- Koolywurtie
- Coordinates: 34°38′43″S 137°38′22″E﻿ / ﻿34.645399°S 137.639484°E
- Population: 101 (2021 census)
- Established: 1999
- Postcode(s): 5575
- Time zone: ACST (UTC+9:30)
- • Summer (DST): ACST (UTC+10:30)
- Location: 93 km (58 mi) W of Adelaide ; 20 km (12 mi) S of Maitland ;
- LGA(s): Yorke Peninsula Council
- Region: Yorke and Mid North
- County: Fergusson
- State electorate(s): Narungga
- Federal division(s): Grey
| Mean max temp | Mean min temp | Annual rainfall |
| 22.6 °C 73 °F | 9.4 °C 49 °F | 353.7 mm 13.9 in |
Suburbs around Koolywurtie:
| Wauraltee | Wauraltee | Wauraltee |
| Port Rickaby Bluff Beach | Koolywurtie | Curramulka |
| Bluff Beach | Minlaton | Curramulka |
- Footnotes: Adjoining localities

= Koolywurtie, South Australia =

Koolywurtie is a locality in the Australian state of South Australia located on the Yorke Peninsula about 93 km west of the state capital of Adelaide and about 20 km south of the municipal seat of Maitland.

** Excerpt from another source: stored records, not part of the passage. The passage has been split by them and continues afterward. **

PR #442, opened 2022-04-10
add support for video prediction

madenburak:
This PR brings full support for sliced/standard inference for video input format for all MMDetection/Detectron2/YOLOv5 models :fire: 

- Just give video file as source:

```bash
sahi predict --model_path yolov5s.pt --model_type yolov5 --source video.mp4 --export_visual
``` 

You can also view video render during video inference with `--view_video`:

```bash
sahi predict --model_path yolov5s.pt --model_type yolov5 --source video.mp4 --export_visual --view_video
``` 

- To `forward 100 frames`, on opened window press key `D `
- To `revert 100 frames`, on opened window press key `A`
- To `forward 20 frames`, on opened window press key `G`
- To `revert 20 frames`, on opened window press key `F`
- To `exit`, on opened window press key `Esc`

Note: If `--view_video` is slow, you can add `--frame_skip_interval=20` argument to skip interval of 20 frames each time.

### DIFF
--- a/README.md
+++ b/README.md
@@ -154,37 +154,31 @@ Find detailed info on COCO utilities (yolov5 conversion, slicing, subsampling, f
 
 Find detailed info on MOT utilities (ground truth dataset creation, exporting tracker metrics in mot challenge format) at [mot.md](docs/mot.md).
 
+
 ### Input, Export Video Support 
 
-<<<<<<< HEAD
 A video can be given as input and the results can be exported as video. You can also see the SAHI predictions during inference on the interactive window where fast-forwarding or backwarding is also possible.
-=======
-As the input, the video can be given and the results can be exporting as video. It can also see the SAHI prediction result during inference on opened window, video can be skip or prev. However, it can be still predicted from the image.
->>>>>>> 100f6fdbdafae3ee67b2bd825c7c92aa0dadb4db
 
 One more thing added prediction time to terminal.
 
-For input, export video:
-` sahi predict --model_path yolov5s.pt --model_config_path coco.yaml --model_type yolov5 --export_video --video_path home/burak/video.mp4`   
+#### For input, export video:
+`sahi predict --model_path yolov5s.pt --model_config_path coco.yaml --model_type yolov5 --source home/user/video.mp4 --input_video --export_visual`   
 
-For view result of prediction during inference:
-` sahi predict --model_path yolov5s.pt --model_config_path coco.yaml --model_type yolov5 --export_video --video_path home/burak/video.mp4  --view_img` 
+#### For view result of prediction during inference:
+`sahi predict --model_path yolov5s.pt --model_config_path coco.yaml --model_type yolov5 --source /home/user/video.mp4 --input_video --export_visual --view_image `
 
-<<<<<<< HEAD
-For fast-forwarding or backwarding at result view of prediction during inference::
-=======
-For skip or prev view result of prediction during inference:
->>>>>>> 100f6fdbdafae3ee67b2bd825c7c92aa0dadb4db
-` sahi predict --model_path yolov5s.pt --model_config_path coco.yaml --model_type yolov5 --export_video --video_path /home/burak/video.mp4  --view_img --forward_backward` 
+#### For fast-forwarding at result view of prediction during inference:
+`sahi predict --model_path yolov5s.pt --model_config_path coco.yaml --model_type yolov5 --source /home/user/video.mp4 --input_video --export_visual --view_image --fast_forwarding` 
 
 * Skip 100 frames, on opened window  press key = d 
 * Prev 100 frames, on opened window press key = a
-* Skip 5 frames, on opened window press key = g
-* Prev 5 frames, on opened window press key = f
+* Skip 10 frames, on opened window press key = g
+* Prev 10 frames, on opened window press key = f
 * Exit,  on opened window press key = Esc
 
-For input, export image:
-` sahi predict --model_path yolov5s.pt --model_config_path coco.yaml --model_type yolov5 --source /home/burak/picture.png`
+#### For input, export image:
+`sahi predict --model_path yolov5s.pt --model_config_path coco.yaml --model_type yolov5 --source /home/user/picture.png --export_visual`
+
 
 ## <div align="center">Citation</div>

Koolywurtie's boundaries were created on 27 May 1999 and given the “local established name” which is derived from the local aboriginal word used for some "nearby native wells."

The 2021 Australian census which was conducted in August 2021 reports that Koolywurtie had a population of 101 people.

Koolywurtie is located within the federal division of Grey, the state electoral district of Narungga and the local government area of the Yorke Peninsula Council.